> _Exercise description_
With no omissions, write out every record given below.

'''

PR #577, opened 2022-09-21
Feature: history search#572

gpsinghsandhu:
A very simple implementation of search functionality in history. Search is implemented client-side. This currently searches only on 'user' and 'script' for the given search text. Suggestions are welcome.

Also fixed vue warning regarding mutating props. See commit - cdf8352891251e448b1858eaab0de8a62d608476

@bugy Need input on where to add this in documentation.

Note: I did not use the current 'SearchPanel' component, since it seemed very specific to the script search.
Screenshot 2022-10-06 at 12 28 24 PM
Screenshot 2022-10-06 at 12 28 36 PM

### DIFF
--- a/web-src/src/common/components/history/executions-log-table.vue
+++ b/web-src/src/common/components/history/executions-log-table.vue
@@ -200,28 +200,9 @@ export default {
 
 .search-panel {
   display: flex;
-  padding: 5px;
-  border:  1px solid var(--primary-color);
-  border-radius: 4px;
-  background-color: var(--background-color-high-emphasis);
 }
 
 .search-button {
   align-self: center;
-}
-
-input.search-field {
-  height: 1.5rem;
-  font-size: 1rem;
-  float: right;
-  padding: 0;
-  margin: 0;
-  border: 0;
-  box-shadow: none;
-}
-
-input.search-field:not([type]):focus {
-  border-bottom: 0;
-  box-shadow: none;
 }
 </style>
--- a/web-src/src/common/components/history/executions-log-table.vue
+++ b/web-src/src/common/components/history/executions-log-table.vue
@@ -38,25 +38,13 @@
 
 <script>
 import {mapState} from 'vuex';
-import SearchPanel from '../../../main-app/components/SearchPanel'
 import ClearIcon from '@/assets/clear.png'
 import SearchIcon from '@/assets/search.png'
 
 export default {
   name: 'executions-log-table',
-  components: {
-    SearchPanel
-  },
   props: {
     rows: Array,
-    'sortColumn': {
-      type: String,
-      default: 'id'
-    },
-    'ascending': {
-      type: Boolean,
-      default: false
-    },
     rowClick: {
       type: Function
     }
@@ -65,24 +53,24 @@ export default {
   data() {
     return {
       searchText: '',
-      mySortColumn: this.sortColumn,
-      myAscending: this.ascending
+      sortColumn: 'id',
+      ascending: false
     }
   },
 
   methods: {
     showSort: function (sortKey) {
-      if (this.mySortColumn === sortKey) {
-        return this.myAscending ? 'sorted asc' : 'sorted desc'
+      if (this.sortColumn === sortKey) {
+        return this.ascending ? 'sorted asc' : 'sorted desc'
       }
     },
 
     sortBy: function (sortKey) {
-      if (this.mySortColumn === sortKey) {
-        this.myAscending = !this.myAscending;
+      if (this.sortColumn === sortKey) {
+        this.ascending = !this.ascending;
       } else {
-        this.myAscending = true;
-        this.mySortColumn = sortKey;
+        this.ascending = true;
+        this.sortColumn = sortKey;
       }
     },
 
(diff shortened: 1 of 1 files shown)


web-src/src/common/components/history/executions-log-table.vue
```diff
@@ -44,38 +62,64 @@ export default {
     }
   },
 
+  data() {
+    return {
+      filteredRows: this.rows ? [...this.rows] : [],
```
bugy, line 67: Instead of using data+watch, it's better to use computed property.

web-src/src/common/components/history/executions-log-table.vue
```diff
@@ -44,38 +62,64 @@ export default {
...
+      searchText: '',
+      mySortColumn: this.sortColumn,
+      myAscending: this.ascending
+    }
+  },
+
+  watch: {
+    rows: function(val, oldVal) {
+      this.searchText = '';
```
bugy, line 76: I think this is not needed. If new data is loaded, I don't see any reason to reset search string.

web-src/src/common/components/history/executions-log-table.vue
```diff
@@ -44,38 +62,64 @@ export default {
     }
   },
 
+  data() {
+    return {
+      filteredRows: this.rows ? [...this.rows] : [],
+      searchText: '',
+      mySortColumn: this.sortColumn,
+      myAscending: this.ascending
```
bugy, line 70: Why do we need those 2? I think properties should be enough

bugy (changes requested):
Hi @gpsinghsandhu thanks for your PR! And sorry for super slow response :(
In general, the idea is good, but I would like to have it to be more Vue/reactive style, with having computed properties, instead of data+watch.

web-src/src/common/components/history/executions-log-table.vue
gpsinghsandhu: Got it. Just very new to vue, so learning.

web-src/src/common/components/history/executions-log-table.vue
gpsinghsandhu: Sure. This behaviour is also fine.

web-src/src/common/components/history/executions-log-table.vue
gpsinghsandhu: The reason for this change is - since we are changing the value of these properties, vue is giving warnings. Attaching the warning screen shots
Screenshot 2022-09-21 at 6 18 44 PM
Screenshot 2022-09-21 at 6 18 52 PM

web-src/src/common/components/history/executions-log-table.vue
```diff
@@ -26,9 +38,15 @@
...
 import {mapState} from 'vuex';
+import SearchPanel from '../../../main-app/components/SearchPanel'
+import ClearIcon from '@/assets/clear.png'
+import SearchIcon from '@/assets/search.png'
 
 export default {
   name: 'executions-log-table',
+  components: {
+    SearchPanel
+  },
```
bugy, line 49: Please remove it, this is not needed.

web-src/src/common/components/history/executions-log-table.vue
bugy: Oh, I see, thanks. I think it was a mistake in the previous PR. ascending and sortColumn should be defined as data, not props. Could you remove them from props, please and just use `ascending` and `sortColumn` names in data

bugy (changes requested):

web-src/src/common/components/history/executions-log-table.vue
```diff
@@ -149,4 +192,36 @@ export default {
...
+  padding: 0;
+  margin: 0;
+  border: 0;
+  box-shadow: none;
+}
+
+input.search-field:not([type]):focus {
+  border-bottom: 0;
+  box-shadow: none;
+}
```
bugy, line 226:
```suggestion
.search-panel {
  display: flex;
}

.search-button {
  align-self: center;
}
```

let's keep existing script server styling and don't introduce new styles, it makes the whole project look as a whole and cleaner :)

web-src/src/common/components/history/executions-log-table.vue
```diff
@@ -58,24 +72,57 @@ export default {
         this.ascending = true;
         this.sortColumn = sortKey;
       }
+    },
+
+    searchIconClickHandler() {
+      if (this.isClearSearchButton) {
```
bugy, line 78: I would suggest to check `searchText` instead

Also, if searchText is empty, probably we could focus the field, when the button is clicked

bugy (changes requested):
Hi, I finally found some time and checked the behaviour locally, it would be great to improve the button behaviour and use default materialize styles for the input field :)

web-src/src/common/components/history/executions-log-table.vue
gpsinghsandhu: Done.

I believe we should focus the field in any case (whether clearing or clicking search button).

bugy (approved):
Thanks!

Issue #599, opened 2022-11-27
Pass execution id to a script


bugy:
Reported by @matiasrivera:
>  Is it somehow possible to get the running ID from the inside the running script? [...] I would love to know if it is possible to receive the running ID or read it from somewhere.
> I have a need to somehow allow my users to identify their runs from some of the parameters they choose or the script generated. [...] I have all these simultaneous runs of the same script from which I'd love to know some of the parameters I used to execute them from the history pane. Is it possible to expose some kind of information?

bugy:
I added it via environment variable, EXECUTION_ID. Unfortunately passing it as a parameter is more complicated

PR #618, opened 2023-01-10
add current audit informations in env variables to running scripts

seb0uil:
Simply expose audit info in env variables to running script.

I keep the #599 env variables pattern and expose audit info with _EXECUTION_AUDIT__ variables


bugy:
as discussed in a ticket, this is already possible to do via parameter. So I'm closing this PR, as I don't want to have different ways to achieve the same functionality.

'''

> _Task result_
PR #577, opened 2022-09-21
Feature: history search#572

gpsinghsandhu:
A very simple implementation of search functionality in history. Search is implemented client-side. This currently searches only on 'user' and 'script' for the given search text. Suggestions are welcome.

Also fixed vue warning regarding mutating props. See commit - cdf8352891251e448b1858eaab0de8a62d608476

@bugy Need input on where to add this in documentation.

Note: I did not use the current 'SearchPanel' component, since it seemed very specific to the script search.
Screenshot 2022-10-06 at 12 28 24 PM
Screenshot 2022-10-06 at 12 28 36 PM

### DIFF
--- a/web-src/src/common/components/history/executions-log-table.vue
+++ b/web-src/src/common/components/history/executions-log-table.vue
@@ -200,28 +200,9 @@ export default {
 
 .search-panel {
   display: flex;
-  padding: 5px;
-  border:  1px solid var(--primary-color);
-  border-radius: 4px;
-  background-color: var(--background-color-high-emphasis);
 }
 
 .search-button {
   align-self: center;
-}
-
-input.search-field {
-  height: 1.5rem;
-  font-size: 1rem;
-  float: right;
-  padding: 0;
-  margin: 0;
-  border: 0;
-  box-shadow: none;
-}
-
-input.search-field:not([type]):focus {
-  border-bottom: 0;
-  box-shadow: none;
 }
 </style>
--- a/web-src/src/common/components/history/executions-log-table.vue
+++ b/web-src/src/common/components/history/executions-log-table.vue
@@ -38,25 +38,13 @@
 
 <script>
 import {mapState} from 'vuex';
-import SearchPanel from '../../../main-app/components/SearchPanel'
 import ClearIcon from '@/assets/clear.png'
 import SearchIcon from '@/assets/search.png'
 
 export default {
   name: 'executions-log-table',
-  components: {
-    SearchPanel
-  },
   props: {
     rows: Array,
-    'sortColumn': {
-      type: String,
-      default: 'id'
-    },
-    'ascending': {
-      type: Boolean,
-      default: false
-    },
     rowClick: {
       type: Function
     }
@@ -65,24 +53,24 @@ export default {
   data() {
     return {
       searchText: '',
-      mySortColumn: this.sortColumn,
-      myAscending: this.ascending
+      sortColumn: 'id',
+      ascending: false
     }
   },
 
   methods: {
     showSort: function (sortKey) {
-      if (this.mySortColumn === sortKey) {
-        return this.myAscending ? 'sorted asc' : 'sorted desc'
+      if (this.sortColumn === sortKey) {
+        return this.ascending ? 'sorted asc' : 'sorted desc'
       }
     },
 
     sortBy: function (sortKey) {
-      if (this.mySortColumn === sortKey) {
-        this.myAscending = !this.myAscending;
+      if (this.sortColumn === sortKey) {
+        this.ascending = !this.ascending;
       } else {
-        this.myAscending = true;
-        this.mySortColumn = sortKey;
+        this.ascending = true;
+        this.sortColumn = sortKey;
       }
     },
 
(diff shortened: 1 of 1 files shown)


web-src/src/common/components/history/executions-log-table.vue
```diff
@@ -44,38 +62,64 @@ export default {
     }
   },
 
+  data() {
+    return {
+      filteredRows: this.rows ? [...this.rows] : [],
```
bugy, line 67: Instead of using data+watch, it's better to use computed property.

web-src/src/common/components/history/executions-log-table.vue
```diff
@@ -44,38 +62,64 @@ export default {
...
+      searchText: '',
+      mySortColumn: this.sortColumn,
+      myAscending: this.ascending
+    }
+  },
+
+  watch: {
+    rows: function(val, oldVal) {
+      this.searchText = '';
```
bugy, line 76: I think this is not needed. If new data is loaded, I don't see any reason to reset search string.

web-src/src/common/components/history/executions-log-table.vue
```diff
@@ -44,38 +62,64 @@ export default {
     }
   },
 
+  data() {
+    return {
+      filteredRows: this.rows ? [...this.rows] : [],
+      searchText: '',
+      mySortColumn: this.sortColumn,
+      myAscending: this.ascending
```
bugy, line 70: Why do we need those 2? I think properties should be enough

bugy (changes requested):
Hi @gpsinghsandhu thanks for your PR! And sorry for super slow response :(
In general, the idea is good, but I would like to have it to be more Vue/reactive style, with having computed properties, instead of data+watch.

web-src/src/common/components/history/executions-log-table.vue
gpsinghsandhu: Got it. Just very new to vue, so learning.

web-src/src/common/components/history/executions-log-table.vue
gpsinghsandhu: Sure. This behaviour is also fine.

web-src/src/common/components/history/executions-log-table.vue
gpsinghsandhu: The reason for this change is - since we are changing the value of these properties, vue is giving warnings. Attaching the warning screen shots
Screenshot 2022-09-21 at 6 18 44 PM
Screenshot 2022-09-21 at 6 18 52 PM

web-src/src/common/components/history/executions-log-table.vue
```diff
@@ -26,9 +38,15 @@
...
 import {mapState} from 'vuex';
+import SearchPanel from '../../../main-app/components/SearchPanel'
+import ClearIcon from '@/assets/clear.png'
+import SearchIcon from '@/assets/search.png'
 
 export default {
   name: 'executions-log-table',
+  components: {
+    SearchPanel
+  },
```
bugy, line 49: Please remove it, this is not needed.

web-src/src/common/components/history/executions-log-table.vue
bugy: Oh, I see, thanks. I think it was a mistake in the previous PR. ascending and sortColumn should be defined as data, not props. Could you remove them from props, please and just use `ascending` and `sortColumn` names in data

bugy (changes requested):

web-src/src/common/components/history/executions-log-table.vue
```diff
@@ -149,4 +192,36 @@ export default {
...
+  padding: 0;
+  margin: 0;
+  border: 0;
+  box-shadow: none;
+}
+
+input.search-field:not([type]):focus {
+  border-bottom: 0;
+  box-shadow: none;
+}
```
bugy, line 226:
```suggestion
.search-panel {
  display: flex;
}

.search-button {
  align-self: center;
}
```

let's keep existing script server styling and don't introduce new styles, it makes the whole project look as a whole and cleaner :)

web-src/src/common/components/history/executions-log-table.vue
```diff
@@ -58,24 +72,57 @@ export default {
         this.ascending = true;
         this.sortColumn = sortKey;
       }
+    },
+
+    searchIconClickHandler() {
+      if (this.isClearSearchButton) {
```
bugy, line 78: I would suggest to check `searchText` instead

Also, if searchText is empty, probably we could focus the field, when the button is clicked

bugy (changes requested):
Hi, I finally found some time and checked the behaviour locally, it would be great to improve the button behaviour and use default materialize styles for the input field :)

web-src/src/common/components/history/executions-log-table.vue
gpsinghsandhu: Done.

I believe we should focus the field in any case (whether clearing or clicking search button).

bugy (approved):
Thanks!

Issue #599, opened 2022-11-27
Pass execution id to a script


bugy:
Reported by @matiasrivera:
>  Is it somehow possible to get the running ID from the inside the running script? [...] I would love to know if it is possible to receive the running ID or read it from somewhere.
> I have a need to somehow allow my users to identify their runs from some of the parameters they choose or the script generated. [...] I have all these simultaneous runs of the same script from which I'd love to know some of the parameters I used to execute them from the history pane. Is it possible to expose some kind of information?

bugy:
I added it via environment variable, EXECUTION_ID. Unfortunately passing it as a parameter is more complicated

PR #618, opened 2023-01-10
add current audit informations in env variables to running scripts

seb0uil:
Simply expose audit info in env variables to running script.

I keep the #599 env variables pattern and expose audit info with _EXECUTION_AUDIT__ variables


bugy:
as discussed in a ticket, this is already possible to do via parameter. So I'm closing this PR, as I don't want to have different ways to achieve the same functionality.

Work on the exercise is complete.